Today, he said, “there is nothing more industrial than a large hospital,” and “nothing can be achieved in the field of health without economic, technological, and productive sovereignty.” For this reason, Gadelha believes that the government is taking a significant step by “interlinking sovereignty with the right to life” and establishing a “new national development project that sees life as its starting and finishing point.”

According to Gadelha, it is no small achievement that Health is one of only six priority missions of the Nova Indústria Brasil strategy. Equally groundbreaking, he considers the decision to entrust the “coordination of an economic policy” to a ministry typically associated with “social” policy, such as the Ministry of Health.

Gadelha argues that the correct approach is to “break down the barrier between economic and social policy.” He asked: “Is producing vaccines economic or social policy? Both.” 

The ‘inter-ministeriality’ of CEIS

Julieta Palmeira highlighted that the collaborative effort between various areas of management is one of the main characteristics of CEIS.
Among the evidence of this, she said, was the expansion of the Health Economic-Industrial Complex Executive Group (GECEIS), a platform for formulating actions that promote the strengthening of the complex, which now involves the participation of twenty-one ministries—previously, there were fifteen.

Particularly noteworthy has been the dedication of the Ministry of Science, Technology, and Innovation to this task, as demonstrated by a series of actions over the last year.

One such action was the incorporation of CEIS into the decision that outlined the guidelines for the new National Science, Technology, and Innovation Strategy. The text of Ordinance No. 6,998/2023 specifies efforts to “structure and expand industrial-technological complexes in strategic areas for national development, such as health.” 

In turn, Finep, an MCTI public company focused on financing technological innovation projects, is also supposed to contribute by allocating resources to CEIS-related initiatives.
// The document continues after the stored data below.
PR #3845, opened 2023-05-02
chore: Restore GPU labels and use DoesNotExist

jonathan-innis:
Fixes # 

**Description**

Changes the instance type labels to more closely align with the `describe-instance-types` API response for EC2. It also changes the AMI selection logic to use the `DoesNotExist` and `Exist` requirement rather than selecting AMIs on very specific labels by manufacturer name

* `make presubmit`
* `FOCUS=Scheduling make e2etests`

- [ ] Yes, issue opened: # 
- [ ] No

**Release Note**

```release-note

```

### DIFF
--- a/pkg/apis/v1alpha1/register.go
+++ b/pkg/apis/v1alpha1/register.go
@@ -38,6 +38,10 @@ var (
 		"x86_64":                   v1alpha5.ArchitectureAmd64,
 		v1alpha5.ArchitectureArm64: v1alpha5.ArchitectureArm64,
 	}
+	WellKnownArchitectures = sets.NewString(
+		v1alpha5.ArchitectureAmd64,
+		v1alpha5.ArchitectureArm64,
+	)
 	RestrictedLabelDomains = []string{
 		LabelDomain,
 	}
@@ -82,21 +86,14 @@ var (
 	LabelInstanceMemory                       = LabelDomain + "/instance-memory"
 	LabelInstanceNetworkBandwidth             = LabelDomain + "/instance-network-bandwidth"
 	LabelInstancePods                         = LabelDomain + "/instance-pods"
-	// TODO: will deprecate at v1beta1, remove at v1
-	LabelInstanceGPUName = LabelDomain + "/instance-gpu-name"
-	// TODO: will deprecate at v1beta1, remove at v1
-	LabelInstanceGPUManufacturer = LabelDomain + "/instance-gpu-manufacturer"
-	// TODO: will deprecate at v1beta1, remove at v1
-	LabelInstanceGPUCount = LabelDomain + "/instance-gpu-count"
-	// TODO: will deprecate at v1beta1, remove at v1
-	LabelInstanceGPUMemory               = LabelDomain + "/instance-gpu-memory"
-	LabelInstanceAMIID                   = LabelDomain + "/instance-ami-id"
-	LabelInstanceAcceleratorName         = LabelDomain + "/instance-accelerator-name"
-	LabelInstanceAcceleratorManufacturer = LabelDomain + "/instance-accelerator-manufacturer"
-	LabelInstanceAcceleratorCount        = LabelDomain + "/instance-accelerator-count"
-	LabelInstanceAcceleratorMemory       = LabelDomain + "/instance-accelerator-memory"
-
-	InterruptionInfrastructureFinalizer = Group + "/interruption-infrastructure"
+	LabelInstanceGPUName                      = LabelDomain + "/instance-gpu-name"
+	LabelInstanceGPUManufacturer              = LabelDomain + "/instance-gpu-manufacturer"
+	LabelInstanceGPUCount                     = LabelDomain + "/instance-gpu-count"
+	LabelInstanceGPUMemory                    = LabelDomain + "/instance-gpu-memory"
+	LabelInstanceAMIID                        = LabelDomain + "/instance-ami-id"
+	LabelInstanceAcceleratorName              = LabelDomain + "/instance-accelerator-name"
+	LabelInstanceAcceleratorManufacturer      = LabelDomain + "/instance-accelerator-manufacturer"
+	LabelInstanceAcceleratorCount             = LabelDomain + "/instance-accelerator-count"
 )
 
 var (
@@ -136,7 +133,6 @@ func init() {
 		LabelInstanceAcceleratorName,
 		LabelInstanceAcceleratorManufacturer,
 		LabelInstanceAcceleratorCount,
-		LabelInstanceAcceleratorMemory,
 	)
 }
 
--- a/pkg/providers/instancetype/suite_test.go
+++ b/pkg/providers/instancetype/suite_test.go
@@ -167,10 +167,9 @@ var _ = Describe("Instance Types", func() {
 			v1alpha1.LabelInstanceGPUCount:                     "1",
 			v1alpha1.LabelInstanceGPUMemory:                    "16384",
 			v1alpha1.LabelInstanceLocalNVME:                    "900",
-			v1alpha1.LabelInstanceAcceleratorName:              "t4",
-			v1alpha1.LabelInstanceAcceleratorManufacturer:      "nvidia",
+			v1alpha1.LabelInstanceAcceleratorName:              "inferentia",
+			v1alpha1.LabelInstanceAcceleratorManufacturer:      "aws",
 			v1alpha1.LabelInstanceAcceleratorCount:             "1",
-			v1alpha1.LabelInstanceAcceleratorMemory:            "16384",
 			// Deprecated Labels
 			v1.LabelFailureDomainBetaRegion: "",
 			v1.LabelFailureDomainBetaZone:   "test-zone-1a",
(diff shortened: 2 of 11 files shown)


jonathan-innis (commented):
/karpenter snapshot

pkg/apis/v1alpha1/register.go
```diff
@@ -82,21 +86,14 @@ var (
...
-	LabelInstanceGPUCount = LabelDomain + "/instance-gpu-count"
-	// TODO: will deprecate at v1beta1, remove at v1
-	LabelInstanceGPUMemory               = LabelDomain + "/instance-gpu-memory"
-	LabelInstanceAMIID                   = LabelDomain + "/instance-ami-id"
-	LabelInstanceAcceleratorName         = LabelDomain + "/instance-accelerator-name"
-	LabelInstanceAcceleratorManufacturer = LabelDomain + "/instance-accelerator-manufacturer"
-	LabelInstanceAcceleratorCount        = LabelDomain + "/instance-accelerator-count"
-	LabelInstanceAcceleratorMemory       = LabelDomain + "/instance-accelerator-memory"
-
-	InterruptionInfrastructureFinalizer = Group + "/interruption-infrastructure"
```
njtran, line 99: Do we want to remove this?

pkg/apis/v1alpha1/register.go
```diff
@@ -136,7 +133,6 @@ func init() {
 		LabelInstanceAcceleratorName,
 		LabelInstanceAcceleratorManufacturer,
 		LabelInstanceAcceleratorCount,
-		LabelInstanceAcceleratorMemory,
```
njtran, line 139: Just to confirm, is this being removed in favor of LabelInstanceGPUMemory?

pkg/providers/instancetype/suite_test.go
```diff
@@ -167,10 +167,9 @@ var _ = Describe("Instance Types", func() {
 			v1alpha1.LabelInstanceGPUCount:                     "1",
 			v1alpha1.LabelInstanceGPUMemory:                    "16384",
 			v1alpha1.LabelInstanceLocalNVME:                    "900",
-			v1alpha1.LabelInstanceAcceleratorName:              "t4",
-			v1alpha1.LabelInstanceAcceleratorManufacturer:      "nvidia",
+			v1alpha1.LabelInstanceAcceleratorName:              "inferentia",
+			v1alpha1.LabelInstanceAcceleratorManufacturer:      "aws",
```
njtran, line 171: Does this actually change anything? Shouldn't this work identically to before?

pkg/providers/instancetype/suite_test.go
```diff
@@ -231,8 +228,6 @@ var _ = Describe("Instance Types", func() {
 			"topology.ebs.csi.aws.com/zone": "test-zone-1a",
 		}
 
-		// Ensure that we're exercising all well known labels
-		Expect(lo.Keys(nodeSelector)).To(ContainElements(append(v1alpha5.WellKnownLabels.UnsortedList(), lo.Keys(v1alpha5.NormalizedLabels)...)))
```
njtran, line 235: Why are we removing this check in the suite_test? I think combined instance type labels and individual instance type labels should both make sure we're exercising all well known labels.

pkg/providers/instancetype/suite_test.go
```diff
@@ -218,10 +219,6 @@ var _ = Describe("Instance Types", func() {
 			v1alpha1.LabelInstanceGPUCount:                     "1",
 			v1alpha1.LabelInstanceGPUMemory:                    "16384",
 			v1alpha1.LabelInstanceLocalNVME:                    "900",
-			v1alpha1.LabelInstanceAcceleratorName:              "t4",
-			v1alpha1.LabelInstanceAcceleratorManufacturer:      "nvidia",
-			v1alpha1.LabelInstanceAcceleratorCount:             "1",
-			v1alpha1.LabelInstanceAcceleratorMemory:            "16384",
```
njtran, line 224: Don't we only need to remove this line?

pkg/providers/instancetype/types.go
```diff
@@ -118,10 +117,6 @@ func computeRequirements(ctx context.Context, info *ec2.InstanceTypeInfo, offeri
 	// GPU Labels
 	if info.GpuInfo != nil && len(info.GpuInfo.Gpus) == 1 {
 		gpu := info.GpuInfo.Gpus[0]
-		requirements.Get(v1alpha1.LabelInstanceAcceleratorName).Insert(lowerKabobCase(aws.StringValue(gpu.Name)))
-		requirements.Get(v1alpha1.LabelInstanceAcceleratorManufacturer).Insert(lowerKabobCase(aws.StringValue(gpu.Manufacturer)))
-		requirements.Get(v1alpha1.LabelInstanceAcceleratorCount).Insert(fmt.Sprint(aws.Int64Value(gpu.Count)))
-		requirements.Get(v1alpha1.LabelInstanceAcceleratorMemory).Insert(fmt.Sprint(aws.Int64Value(gpu.MemoryInfo.SizeInMiB)))
```
njtran, line 124: Same here, don't we only need to remove this line?

test/suites/integration/scheduling_test.go
```diff
@@ -191,14 +191,10 @@ var _ = Describe("Scheduling", Ordered, ContinueOnFailure, func() {
 	})
 	It("should support well-known labels for an accelerator (nvidia)", func() {
 		nodeSelector := map[string]string{
-			v1alpha1.LabelInstanceGPUName:                 "t4",
-			v1alpha1.LabelInstanceGPUMemory:               "16384",
-			v1alpha1.LabelInstanceGPUManufacturer:         "nvidia",
-			v1alpha1.LabelInstanceGPUCount:                "1",
-			v1alpha1.LabelInstanceAcceleratorName:         "t4",
-			v1alpha1.LabelInstanceAcceleratorMemory:       "16384",
```
njtran, line 199: Same here

pkg/apis/v1alpha1/register.go
jonathan-innis: I'm not sure which thing you are refering to here but the only thing that's being removed is the `LabelInstanceAcceleratorMemory` and the `InterruptionInfrastructureFinalizer` which is an artifact of code changes that are no longer valid

pkg/apis/v1alpha1/register.go
jonathan-innis: GPU memory was always being used. The accelerator info that is returned by the EC2 api does not have any information on memory

jonathan-innis: See an example response for an inferentia instance

```console
"InferenceAcceleratorInfo": {
                "Accelerators": [
                    {
                        "Count": 1,
                        "Name": "Inferentia",
                        "Manufacturer": "AWS"
                    }
                ]
            },
```

pkg/providers/instancetype/suite_test.go
jonathan-innis: Yes, it does but "nvidia" is no longer a valid accelerator manufacturer since we aren't propagating that label for GPUs with this change

pkg/providers/instancetype/suite_test.go
jonathan-innis: No, since the groups of instances that have accelerators and those that have GPUs are distinct, there's no way to combine all the labels and satisfy a single instance type

pkg/providers/instancetype/suite_test.go
jonathan-innis: Removing since there's no way to ensure that we are exercising all the labels through combination anymore since there's no instance type that will satisfy all the labels that we need to test.

I think ensuring we are testing all the labels on the individual label testing should be sufficient to ensure that we make sure that all the labels work

test/suites/integration/scheduling_test.go
jonathan-innis: We are testing accelerators down below

pkg/providers/instancetype/suite_test.go
njtran: Ah I see, can we make one suite_test for the `LabelInstanceGPU*` labels like you have here and one with the `LabelInstanceAccelerator*` for completeness then?

pkg/providers/instancetype/suite_test.go
njtran: Ah makes sense, I'd still like to make sure that this fails in the case of a new WellKnownLabel that's added, but not included in this test. Can we check that all the well known labels are used and either the set of GPU/Accelerator Labels are used? Something like
```
Expect(lo.Keys(nodeSelector)).To(ContainElements(append(v1alpha5.WellKnownLabels.UnsortedList().WithoutGPULabels(), lo.Keys(v1alpha5.NormalizedLabels)...)))
Expect(lo.Keys(nodeSelector)).To(ContainElements(append(v1alpha5.WellKnownLabels.UnsortedList().OnlyGPULabels(), lo.Keys(v1alpha5.NormalizedLabels)...)))

```

pkg/providers/instancetype/types.go
jonathan-innis: We're creating distinct groups of instance types that have accelerators and those that have gpus

njtran (approved):
LGTM!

Palmeira pointed out that Finep is “a significant provider of non-repayable funds” in this area and intends to allocate BRL 250 million (around USD 50.7 million) to such projects.

Future prospects

Commenting on other guidelines that the CEIS plans should incorporate, Palmeira emphasized the importance of “capillarizing local development.” For her, the inauguration of the Hemobrás plant in Pernambuco was a first step in this direction. However, for the future, there has to be even deeper integration.
“I want to see Butantan together with Bahiafarma and Fiocruz working with the scientific and technological institutes in Pernambuco,” she said.

Temporão also expressed optimism for the future of CEIS. “We have the SUS and the largest production base in Latin America. The state has significant purchasing power: 40% of the pharmaceutical market, 95% of the vaccine market, and 50% of the diagnostic and treatment equipment market comprised of public purchases. We have all the necessary conditions to develop our own project,” he said.

Carlos Gadelha, meanwhile, commented that the work to develop CEIS should focus in the long term to addressing two major challenges: preparing for future health emergencies and public health crises, and addressing the primary issues and diseases that affect the people in Brazil.

The implementation of plans to expand the Health Economic-Industrial Complex, merging economic development with the promotion of social justice and the strengthening of the public SUS, will signify “Celso Furtado and Sérgio Arouca joining hands,” he concluded.